[Provided records — start]

PR #459, opened 2022-04-16
Fix test_executable_missing_post_creation for Python 3.11, PyPy

hauntsaninja:
As a result of https://github.com/python/cpython/pull/31034,
venv now calls sysconfig.get_paths. This messes up the mock call
count.

The change to using Signature.bind isn't strictly necessary, but fixes
the initial symptom (since venv calls sysconfig.get_paths without
kwargs). This also means we can use sysconfig.get_paths however we want.

### DIFF
--- a/src/build/env.py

[Provided records — finish]

Work request:
Every record should be given again exactly.

Response below:
PR #459, opened 2022-04-16
Fix test_executable_missing_post_creation for Python 3.11, PyPy

hauntsaninja:
As a result of https://github.com/python/cpython/pull/31034,
venv now calls sysconfig.get_paths. This messes up the mock call
count.

The change to using Signature.bind isn't strictly necessary, but fixes
the initial symptom (since venv calls sysconfig.get_paths without
kwargs). This also means we can use sysconfig.get_paths however we want.

### DIFF
--- a/src/build/env.py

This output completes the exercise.